**Goal of the exercise**
Extract all lines that hold "vocab" from the records below.

**Dataset entries**
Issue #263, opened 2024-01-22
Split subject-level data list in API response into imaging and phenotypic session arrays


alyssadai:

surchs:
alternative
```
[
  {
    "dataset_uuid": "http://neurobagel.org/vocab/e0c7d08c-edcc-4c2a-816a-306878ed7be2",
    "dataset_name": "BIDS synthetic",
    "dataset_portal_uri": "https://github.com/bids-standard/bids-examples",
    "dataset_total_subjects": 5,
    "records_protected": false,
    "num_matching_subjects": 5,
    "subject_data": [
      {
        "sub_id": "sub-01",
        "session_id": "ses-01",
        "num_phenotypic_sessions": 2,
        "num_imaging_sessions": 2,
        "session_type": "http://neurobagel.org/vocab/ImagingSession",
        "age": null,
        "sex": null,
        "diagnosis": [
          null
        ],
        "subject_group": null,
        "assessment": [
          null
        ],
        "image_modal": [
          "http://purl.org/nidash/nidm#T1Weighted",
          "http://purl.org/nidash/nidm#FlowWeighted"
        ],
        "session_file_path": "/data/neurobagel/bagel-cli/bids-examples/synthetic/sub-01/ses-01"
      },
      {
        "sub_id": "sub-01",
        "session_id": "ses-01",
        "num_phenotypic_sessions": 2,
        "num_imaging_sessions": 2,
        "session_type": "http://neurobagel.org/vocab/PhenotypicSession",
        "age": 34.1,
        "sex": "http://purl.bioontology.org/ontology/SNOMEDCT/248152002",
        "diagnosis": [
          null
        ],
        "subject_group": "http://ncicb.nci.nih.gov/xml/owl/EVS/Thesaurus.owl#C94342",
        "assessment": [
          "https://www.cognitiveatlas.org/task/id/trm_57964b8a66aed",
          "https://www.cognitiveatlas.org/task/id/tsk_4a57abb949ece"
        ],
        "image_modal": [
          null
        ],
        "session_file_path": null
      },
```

**Answer space**
    "dataset_uuid": "http://neurobagel.org/vocab/e0c7d08c-edcc-4c2a-816a-306878ed7be2",
        "session_type": "http://neurobagel.org/vocab/ImagingSession",
        "session_type": "http://neurobagel.org/vocab/PhenotypicSession",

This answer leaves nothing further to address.